» Activity: Check each line of the listing below for the string "images", then copy every line that has it.

"""

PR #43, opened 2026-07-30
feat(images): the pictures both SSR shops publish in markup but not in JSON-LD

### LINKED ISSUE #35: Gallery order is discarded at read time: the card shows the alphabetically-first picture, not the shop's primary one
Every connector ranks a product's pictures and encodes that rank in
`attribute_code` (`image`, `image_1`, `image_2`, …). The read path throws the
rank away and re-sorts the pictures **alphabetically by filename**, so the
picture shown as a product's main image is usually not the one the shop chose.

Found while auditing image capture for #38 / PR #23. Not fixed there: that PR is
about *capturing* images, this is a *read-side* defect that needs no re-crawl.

"""

» Answer to this problem:
feat(images): the pictures both SSR shops publish in markup but not in JSON-LD
about *capturing* images, this is a *read-side* defect that needs no re-crawl.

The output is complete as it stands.